Issue #443, opened 2023-06-13
Containers: have progress streamed instead of via mounted volumes (and deprecate doc_to_pixels_qubes_wrapper.py)


deeplow:
The current approach to sending data back from the "doc-to-pixels" container is via [mounted volumes](https://github.com/freedomofpress/dangerzone/blob/main/dangerzone/isolation_provider/container.py#L272). This was practical because we had essentially two streams to send. However, the Qubes implementation is simpler and has less attacker-controlled data passing, since error messages are not sent. Only the really needed data.

> Personally, I want to move all the Qubes wrapper code within doc_to_pixels.py, since we plan to use the stdio methods in containers as well. Not something that important for now, but something to keep in mind. ([source](https://github.com/freedomofpress/dangerzone/pull/437#discussion_r1221661460))

## Tasks
  - [ ] change container logic to stream pages as they are converted
  - [ ] implement client-side timeouts (see also #446)
  - [ ] deprecate json progress information add way to receive debug information when conversion fails (probably after the conversion fails)
  - [ ] deprecate the [`doc_to_pixels_qubes_wrapper.py`](https://github.com/freedomofpress/dangerzone/pull/437/files/36de9e74cf0cc8db2eb9f1ee97655b3d984c2326#diff-132272f6adcaf5e1148cdd5a76ce186ebd62a9224532038f49d458a5a9e9d402) since now both containers and Qubes will be streaming pages.

deeplow:
Looks like our files-based approach lead to one more issue: https://github.com/freedomofpress/dangerzone/issues/620

PR #551, opened 2023-09-25
Detect if we received EOF due to a command that failed

apyrgio:
Handle incomplete reads due to EOF by checking if the underlying command has exited. If so, raise the corresponding exception.

Refs #430

### DIFF
--- a/dangerzone/conversion/errors.py
+++ b/dangerzone/conversion/errors.py
@@ -68,6 +68,15 @@ class PDFtoPPMInvalidDepth(PDFtoPPMException):
     error_message = "Error converting PDF to Pixels (Invalid PPM depth)"
 
 
+class InterruptedConversion(ConversionException):
+    """Protocol received num of bytes different than expected"""
+
+    error_code = ERROR_SHIFT + 60
+    error_message = (
+        "Something interrupted the conversion and it could not be completed."
+    )
+
+
 class UnexpectedConversionError(PDFtoPPMException):
     error_code = ERROR_SHIFT + 100
     error_message = "Some unexpected error occurred while converting the document"
--- a/dangerzone/isolation_provider/qubes.py
+++ b/dangerzone/isolation_provider/qubes.py
@@ -68,7 +68,7 @@ class Qubes(IsolationProvider):
     def install(self) -> bool:
         return True
 
-    def _convert(
+    def __convert(
         self,
         document: Document,
         ocr_lang: Optional[str] = None,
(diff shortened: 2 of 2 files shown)


deeplow (commented):
Only added a note on the fact that we have now two args and one (`p.stdout`) can be accessed from the other (`p`).

Other than that it looks good. The only extra thing is that this essentially removes the need for the `InterruptedConversion` exception from #546 as this will catch the exit code before it detects that it received less data than it expected. But I think that's OK.

deeplow:
This also has issues with the `test_out_of_ram` but I already have a fix for that which we can add to #430 once it gets rebased on top of this:

```diff
diff --cc tests/isolation_provider/test_qubes.py
index f3ab9185,70d57463..00000000
--- a/tests/isolation_provider/test_qubes.py
+++ b/tests/isolation_provider/test_qubes.py
diff --git a/dangerzone/isolation_provider/qubes.py b/dangerzone/isolation_provider/qubes.py
index 80c3e067..dfef8a96 100644
--- a/dangerzone/isolation_provider/qubes.py
+++ b/dangerzone/isolation_provider/qubes.py
@@ -51,6 +51,8 @@ def read_bytes(
             # We may have received an EOF while the process was exiting. Find the real
             # reason why.
             error_code = p.wait(3)
+            if error_code == 126:
+                raise errors.QubesNotEnoughRAMError()
             raise errors.exception_from_error_code(error_code)  # type: ignore [misc]
         except subprocess.TimeoutExpired:
             # The process is still running, but it suddenly closed its fds. Raise an
@@ -99,20 +101,9 @@ class Qubes(IsolationProvider):
 
         with open(document.input_filename, "rb") as f:
             p = self.qrexec_subprocess()
-            try:
-                assert p.stdin is not None
-                p.stdin.write(f.read())
-                p.stdin.close()
-            except BrokenPipeError as e:
-                # Likely that qube did not have enough RAM to start
-                # in which case, it exits with code 126
-                if p.wait() == 126:
-                    # TODO: disambiguate from qrexec policy misconfigured, if possible
-                    raise errors.QubesNotEnoughRAMError()
-                else:
-                    # XXX preserve the exception since it can also have other causes
-                    # e.g.: Ctrl+C with the right timing can trigger BrokenPipeError
-                    raise e
+            assert p.stdin is not None
+            p.stdin.write(f.read())
+            p.stdin.close()
 
             assert p.stdout is not None
             os.set_blocking(p.stdout.fileno(), False)
```

apyrgio:
I have reworked the PR to catch errors caused by EOF in a separate place. I think this should address your concerns about our helpers and the `InterruptedConversion` exception. Tell me if you're ok with it.

deeplow (approved):
Woah, we're now two levels deep into the `__convert`. I guess we're just going to have to live with it until we handle #443. That issue being delayed in particular is creating a lot of technical.

So I'll just approve this but when we tackle #443 we'll have lots of stuff to address.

### What the task requires:
Each record, exactly as written, is to be printed again.

### Exercise answer:
Issue #443, opened 2023-06-13
Containers: have progress streamed instead of via mounted volumes (and deprecate doc_to_pixels_qubes_wrapper.py)


deeplow:
The current approach to sending data back from the "doc-to-pixels" container is via [mounted volumes](https://github.com/freedomofpress/dangerzone/blob/main/dangerzone/isolation_provider/container.py#L272). This was practical because we had essentially two streams to send. However, the Qubes implementation is simpler and has less attacker-controlled data passing, since error messages are not sent. Only the really needed data.

> Personally, I want to move all the Qubes wrapper code within doc_to_pixels.py, since we plan to use the stdio methods in containers as well. Not something that important for now, but something to keep in mind. ([source](https://github.com/freedomofpress/dangerzone/pull/437#discussion_r1221661460))

## Tasks
  - [ ] change container logic to stream pages as they are converted
  - [ ] implement client-side timeouts (see also #446)
  - [ ] deprecate json progress information add way to receive debug information when conversion fails (probably after the conversion fails)
  - [ ] deprecate the [`doc_to_pixels_qubes_wrapper.py`](https://github.com/freedomofpress/dangerzone/pull/437/files/36de9e74cf0cc8db2eb9f1ee97655b3d984c2326#diff-132272f6adcaf5e1148cdd5a76ce186ebd62a9224532038f49d458a5a9e9d402) since now both containers and Qubes will be streaming pages.

deeplow:
Looks like our files-based approach lead to one more issue: https://github.com/freedomofpress/dangerzone/issues/620

PR #551, opened 2023-09-25
Detect if we received EOF due to a command that failed

apyrgio:
Handle incomplete reads due to EOF by checking if the underlying command has exited. If so, raise the corresponding exception.

Refs #430

### DIFF
--- a/dangerzone/conversion/errors.py
+++ b/dangerzone/conversion/errors.py
@@ -68,6 +68,15 @@ class PDFtoPPMInvalidDepth(PDFtoPPMException):
     error_message = "Error converting PDF to Pixels (Invalid PPM depth)"
 
 
+class InterruptedConversion(ConversionException):
+    """Protocol received num of bytes different than expected"""
+
+    error_code = ERROR_SHIFT + 60
+    error_message = (
+        "Something interrupted the conversion and it could not be completed."
+    )
+
+
 class UnexpectedConversionError(PDFtoPPMException):
     error_code = ERROR_SHIFT + 100
     error_message = "Some unexpected error occurred while converting the document"
--- a/dangerzone/isolation_provider/qubes.py
+++ b/dangerzone/isolation_provider/qubes.py
@@ -68,7 +68,7 @@ class Qubes(IsolationProvider):
     def install(self) -> bool:
         return True
 
-    def _convert(
+    def __convert(
         self,
         document: Document,
         ocr_lang: Optional[str] = None,
(diff shortened: 2 of 2 files shown)


deeplow (commented):
Only added a note on the fact that we have now two args and one (`p.stdout`) can be accessed from the other (`p`).

Other than that it looks good. The only extra thing is that this essentially removes the need for the `InterruptedConversion` exception from #546 as this will catch the exit code before it detects that it received less data than it expected. But I think that's OK.

deeplow:
This also has issues with the `test_out_of_ram` but I already have a fix for that which we can add to #430 once it gets rebased on top of this:

```diff
diff --cc tests/isolation_provider/test_qubes.py
index f3ab9185,70d57463..00000000
--- a/tests/isolation_provider/test_qubes.py
+++ b/tests/isolation_provider/test_qubes.py
diff --git a/dangerzone/isolation_provider/qubes.py b/dangerzone/isolation_provider/qubes.py
index 80c3e067..dfef8a96 100644
--- a/dangerzone/isolation_provider/qubes.py
+++ b/dangerzone/isolation_provider/qubes.py
@@ -51,6 +51,8 @@ def read_bytes(
             # We may have received an EOF while the process was exiting. Find the real
             # reason why.
             error_code = p.wait(3)
+            if error_code == 126:
+                raise errors.QubesNotEnoughRAMError()
             raise errors.exception_from_error_code(error_code)  # type: ignore [misc]
         except subprocess.TimeoutExpired:
             # The process is still running, but it suddenly closed its fds. Raise an
@@ -99,20 +101,9 @@ class Qubes(IsolationProvider):
 
         with open(document.input_filename, "rb") as f:
             p = self.qrexec_subprocess()
-            try:
-                assert p.stdin is not None
-                p.stdin.write(f.read())
-                p.stdin.close()
-            except BrokenPipeError as e:
-                # Likely that qube did not have enough RAM to start
-                # in which case, it exits with code 126
-                if p.wait() == 126:
-                    # TODO: disambiguate from qrexec policy misconfigured, if possible
-                    raise errors.QubesNotEnoughRAMError()
-                else:
-                    # XXX preserve the exception since it can also have other causes
-                    # e.g.: Ctrl+C with the right timing can trigger BrokenPipeError
-                    raise e
+            assert p.stdin is not None
+            p.stdin.write(f.read())
+            p.stdin.close()
 
             assert p.stdout is not None
             os.set_blocking(p.stdout.fileno(), False)
```

apyrgio:
I have reworked the PR to catch errors caused by EOF in a separate place. I think this should address your concerns about our helpers and the `InterruptedConversion` exception. Tell me if you're ok with it.

deeplow (approved):
Woah, we're now two levels deep into the `__convert`. I guess we're just going to have to live with it until we handle #443. That issue being delayed in particular is creating a lot of technical.

So I'll just approve this but when we tackle #443 we'll have lots of stuff to address.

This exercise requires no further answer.